How D.C.’s Corrupt Taxicab Cartel Lived To See Another Day 

Who's winning, who's losing, and why.
July 10 2012 7:43 PM

The Uber Battle

How D.C.’s atrocious, corrupt, and outdated taxicab cartel lived to see another day.

Uber Taxi.
Uber's car service has faced opposition in Washington, D.C.

Image courtesy Uber.

The name of the company—Uber—is twitch-inducing smug. The service it provides, in 13 cities (14 if you count the Hamptons as separate from New York), makes life easier for reasonably affluent people. You download a smartphone app, call a luxury sedan to your doorstep, and pay double the rate of a taxi. When Time’s Andrew Ferguson needed a framing device for his story about the capital’s young elites, he came up with “Uber-Washington.”

David Weigel David Weigel

David Weigel is a Slate political reporter. 

I’ve never actually used Uber. Saying that is not saying, “I enjoy D.C. cabs.” Nobody says that. Few cabs in this city take credit cards. Many of them give blank paper slips in lieu of receipts, which seems like unofficial discrimination against people who file expense reports. If you’ve ever arrived at Union Station or Reagan National Airport in the late evening, you’d settle for some of that—if you could find a cab. Yes, sure, I’ve enjoyed watching Lincoln Navigators pull up to dive bars and reveal a cargo of scruffy twentysomethings. But I’ve been rooting for Uber because the D.C.-Maryland-Virginia taxi regime is atrocious, and atrocious service-providers sometimes get scared straight by competition.

That theory was tested on Monday. The city’s Taxicab Commission despises Uber, makes a strong case that it’s illegal, and has conducted several stings against it. So the San Francisco-based company had been negotiating with D.C. councilwoman Mary Cheh—who represents the most wealthy, least black ward in the city—to settle the legal questions in a comprehensive taxi reform bill. Cheh’s bill would drag taxis into the latter part of the 20st century, with mandatory credit-card swipers, GPS tracking, and uniform lights. (In D.C., it’s not unheard of to try and flag down a cab with its light on and then notice that there’s already a passenger inside.)


As far as Cheh could tell, she had solved Uber’s problems. Her amendment legalized the service, and mandated that “minimum fare for sedan-class vehicles shall be five times the drop rate for taxicabs.” The luxury service was safe—right up until 3 p.m. yesterday, when the Uber website alerted users to the D.C. council’s plan, informing them that a five-times-the-cab-price rule would effectively stop the rollout of a new, low-cost UberX service.

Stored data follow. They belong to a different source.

PR #8938, opened 2020-12-30
feat: CLI features don't require --unstable flag

### LINKED ISSUE #8934: Don't require --unstable flag for CLI features
Currently `--unstable` flag is used to enable both unstable runtime API as well as enable new features in CLI. It means that if one wants to use only a single unstable feature of CLI one must opt into all unstable runtime APIs as well.

After discussion with @ry we propose to remove requirement for `--unstable` flag for CLI features and make the flag affect only runtime APIs.

This change would impact following subcommands:
- `deno compile`
- `deno lint`
- `deno test --no-run`
- `deno test --coverage`
- `--import-map` flag in various subcommands
- `--watch` flag in various subcommands

Ref https://github.com/denoland/deno/issues/8129

bartlomieju:
This commit removes requirement for `--unstable` flag
for CLI features. Using unstable `Deno` APIs still requires
passing that flag.

This change impacts following subcommands:
- `deno compile`
- `deno lint`
- `deno test --no-run`
- `deno test --coverage`
- `--import-map` flag in various subcommands
- `--watch` flag in various subcommands

Closes #8934

### DIFF
--- a/cli/flags.rs
+++ b/cli/flags.rs
@@ -1285,7 +1285,7 @@ fn test_subcommand<'a, 'b>() -> App<'a, 'b> {
       Arg::with_name("no-run")
         .long("no-run")
         .help("Cache test modules, but don't run tests")
-        .takes_value(false)
+        .takes_value(false),
     )
     .arg(
       Arg::with_name("fail-fast")
--- a/cli/flags.rs
+++ b/cli/flags.rs
@@ -341,7 +341,7 @@ fn clap_root<'a, 'b>(version: &'b str) -> App<'a, 'b> {
     .arg(
       Arg::with_name("unstable")
         .long("unstable")
-        .help("Enable unstable features and APIs")
+        .help("Enable unstable APIs")
         .global(true),
     )
     .arg(
@@ -787,7 +787,7 @@ Ignore formatting a file by adding an ignore comment at the top of the file:
         .takes_value(true)
         .use_delimiter(true)
         .require_equals(true)
-        .help("Ignore formatting particular source files. Use with --unstable"),
+        .help("Ignore formatting particular source files."),
     )
     .arg(
       Arg::with_name("files")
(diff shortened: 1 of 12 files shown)


kitsonk (approved):
LGTM

ry:
I'm a little worried about `--import-map`  and `deno test --no-run` (what is its purpose anyway?)

lucacasonato (approved):
There is no distinction that import maps are still unstable now. We either need a new flag for CLI unstable, or add a yellow warning output if this flag is used.

lucacasonato (changes requested):
That was meant to be a request changes. 🤦‍♂️

bartlomieju:
> I'm a little worried about `--import-map` and `deno test --no-run` (what is its purpose anyway?)

`deno test --no-run` collects, caches and type checks all files that will be tested (but doesn't actually run the tests).

> We either need a new flag for CLI unstable, or add a yellow warning output if this flag is used.

Showing a warning is fair, I'd rather not introduce another CLI flag, that's the whole purpose of this PR. I'll update to show the warning.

The Internet—the favorite hangout of Uber-Washington—brimmed with white-hot anger. National tech sites piled on. “Uber cannot catch a break in Washington, DC,” reported TechCrunch. The names and emails of D.C. councilmembers were posted on Uber’s site, on Facebook, on As far as Uber-Washington could tell, the Jell-O-brained D.C. council was going to do the bidding of cab companies and kill a great service.

On Tuesday morning, I climbed aboard the gentrifier’s preferred mode of transportation—the lightweight bicycle—and pedaled downhill to the John A. Wilson Building, where Uber’s fate would be decided.* No yuppies or Uber-ers had made it down. The sidewalk was occupied by more than a hundred cab drivers, hoisting signs of identical size and font with alternating slogans. “Bill 19-630 Is Approval of Apartheid.” “Why Does the City Council Want to Destroy Taxidrivers’ Livelihood?” “Don’t Forget the Elections Are Coming Up Soon.” Uber had to fail.

“They take away our business,” said Abdulwahab Abdulwahab, a Yemeni-American who has been driving a cab for 28 years. If the city let Uber operate without more regulations, it would hurt him. If the city forced him to put a GPS in his car, that would hurt him, too, by centralizing something he preferred to keep independent. The first fight was easier to win, as long as Uber was forced to choke down the price hike. Larry Frankel, the lion-maned chairman of the Dominion of Cab Drivers, worked through the crowd explaining the stakes.

“Uber can’t have this pass,” he told Abdulwahab. “If this passes, it’ll be the second urban area to undo [Uber]. The suggestion came from Las Vegas. What they did was raise the price to $40, minimum. Instead, what Cheh did was raise it five times.”

This was almost true. In Las Vegas, Uber got classified as a livery business. The city already had laws about the minimum rates for those businesses, and—almost as importantly—the city didn’t have all of the same problems with cabs. Only around a third of D.C. cabs have credit-card machines. D.C. cabs can’t pick up passengers from the airports in Virginia. They’re protected, in other words, by bad laws.*

Cheh had thought she was fixing that, but she’d been blindsided. Before the meeting, unbeknownst to most of the protesters outside, Cheh buckled and withdrew her Uber amendment. “I’d talked to Uber many, many times,” she told reporters. She’d found out about the “save Uber” campaign when an aide saw it online and alerted her.